Jim turned a $300,000 tax liability to a tax free $250,000 per year income generator. Not a bad deal. Could you deal with earning $250,000 of tax-free money per year?

Comments

  1. December 1st, 2006| 2:57 pm

    This makes a huge assumption that real estate prices are going up and that they are going up significantly. Can you show an example of how this works in market with stagnating or declining real estate prices?

    It does sound like an interesting loophole, but I’d talk to a tax advisor first before implementing this plan. It seems to me that you’d have to pay some taxes along the line. I fully understand what you are trying to do, but something says there may be an exemption on the 500K tax exemption if it was bought with tax deferred money.

  2. December 1st, 2006| 5:28 pm

    Declining markets in the real estate business rarely happens especially in “nvestment”properties. Yes it happens, but rarely. But if it were to happen you can write off the loss on your taxes if you sell an investment property*not your principle residence*.

    It’s really not a loophole. It’ a tax code. Of course you would want to talk to a tax advisor, but this has been a great way for people to make money in real estate. But you NEVER pay taxes on a deferred tax asset until you cash it out. If you switch the investment property to a primary residence the 1997 tax law allows the selling of a property of 500k is tax free. If you were to sell the property for let’s say 600k, you would be liable for taxes on the 100k if you lived at the residence 2 out of 5 years.

  3. December 1st, 2006| 6:53 pm

    When you say declining markets in real estate business rarely happen in “investment” properties, do you mean commercial properties?

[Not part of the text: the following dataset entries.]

PR #361, opened 2023-10-05
Fix broken import (eclint)

totoroot:
The merge of PR #359 caused pipelines to fail as master is now broken due to a missing import.

Since the import is not strictly needed, I'd say it is better to remove it again.

Also, notice that `eclint` in nixpkgs is not the [archived eclint](https://github.com/jednano/eclint) written in JS, but a [maintained alternative also named eclint](https://gitlab.com/greut/eclint) written in Go. Thus, if listing it in `nix/tools.nix` it does not belong in `nodePackages`.

### DIFF
--- a/modules/hooks.nix
+++ b/modules/hooks.nix
@@ -304,13 +304,13 @@ in
         };
       eclint =
         {
-          binPath =
+          package =
             mkOption {
-              type = types.path;
-              description = lib.mdDoc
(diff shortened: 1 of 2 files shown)


domenkozar:
It should come from tools instead of pkgs, for sale of consistency

totoroot:
Ok, I'll fix it and add some arguments as well.

PR #222, opened 2016-11-17
core/txfeed: Use bytes.Buffer to construct txfeed queries

tonychain:
Using bytes.Buffer instead of string concatenation makes the code amenable to
static analysis by gas.


kr:
:eyes:

kr:
LGTM

PR #223, opened 2016-11-17
dashboard: provide help links when incorrect query is entered

Zaryafaraj:


Zaryafaraj:
@dominic PTAL again :)

PR #224, opened 2016-11-17
wercker.yml: Add Go AST Scanner (gas)

tonychain:
gas is a static analyzer for security issues:

https://github.com/GoASTScanner/gas

### DIFF
--- a/wercker.yml
+++ b/wercker.yml
@@ -41,6 +41,18 @@ build:
           bin/cfmt
           git diff --exit-code
     - script:
+        name: gas
+        code: |
+          git clone https://github.com/GoASTScanner/gas $GOPATH/src/github.com/GoASTScanner/gas
+          # gas is somewhat unstable, so pin to a known-good commit hash
+          cd $GOPATH/src/github.com/GoASTScanner/gas && git reset --hard d30c5cde3613e9ba0129febda849e4d4df1d57cd
+          go install github.com/GoASTScanner/gas
+          cd $GOPATH/src/chain
+          # TODO: Remove exclusions on gas checks
+          # G101: Hardcoded credentials (Presently only false positives)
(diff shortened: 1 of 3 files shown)


tonychain:
Note: this branch includes #222, which should get merged first

kr:
:eyes:

wercker.yml
```diff
@@ -41,6 +41,15 @@ build:
           bin/cfmt
           git diff --exit-code
     - script:
+        name: gas
+        code: |
+          go get github.com/GoASTScanner/gas
```
kr: Do we want to pin this to a particular revision of gas? Or maybe put it in the docker image? See the goimports stuff in `docker/wercker/Dockerfile` (and instructions in the Readme there). I can think of tradeoffs on both sides.

kr:
LGTM with one question

wercker.yml
tonychain: I think pinning to a particular commit hash of gas makes sense at least, especially as there seem to be pretty frequent (breaking) changes upstream

wercker.yml
```diff
@@ -41,6 +41,18 @@ build:
           bin/cfmt
           git diff --exit-code
     - script:
+        name: gas
+        code: |
+          git clone https://github.com/GoASTScanner/gas $GOPATH/src/github.com/GoASTScanner/gas
+          # gas is somewhat unstable, so pin to a known-good commit hash
+          cd $GOPATH/src/github.com/GoASTScanner/gas && git reset --hard d30c5cde3613e9ba0129febda849e4d4df1d57cd
+          go get github.com/GoASTScanner/gas
```
kr: nit: s/get/install/ to emphasize that we expect this not to do network stuff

    The investment property that I have in the Boston suburbs is worth less now than it was 3 years ago. And it’s far enough in the negative, that I don’t expect it will be back to even for another two years — if those are are great years in Boston. That’s 5 years where it’s declining or even. How rare is rare when it’s 5 years in a row?

    I see it as a loophole as you are not paying on the basis of the property — the 350k, that you “deferred.” I see why you wouldn’t have to pay that, but it’s something that I’d surely want to confirm with not one, but several tax advisors.

  4. CPA1298
    December 2nd, 2006| 10:19 am

    1031 exchanges can work fine, and are used frequently. Let’s just make sure the terminology is correct; as Lazy Man mentioned, the gains will be taxed eventually, as they are only deferred. Also, in the original case of a property being worth $900,000 with a basis of $300,000, the taxpayer would only pay long-term capital gains on $300,000 of appreciation, which would currently work out to a tax liability of $45,000. Unfortunately, the basis in the new property would only be $600,000, which the taxpayer then depreciates. The problem I’ve seen is that people will go out of their way to buy unattractive properties just to have a place to ‘defer’ their taxes, which does not make economic sense.

  5. December 2nd, 2006| 12:00 pm

    I think you are assuming that you selling the property as a investment property; instead of turning it into a personal residence. From what the law says and my real estate law book, you can 1031 and break down the homes to avoid tax situations. By turning an investment property into a personal residence the Taxpayer Relief Act of 1997 exempted from taxation profits on the sale of a personal residence of up to $500,000 for married couples filing jointly and $250,000 for singles.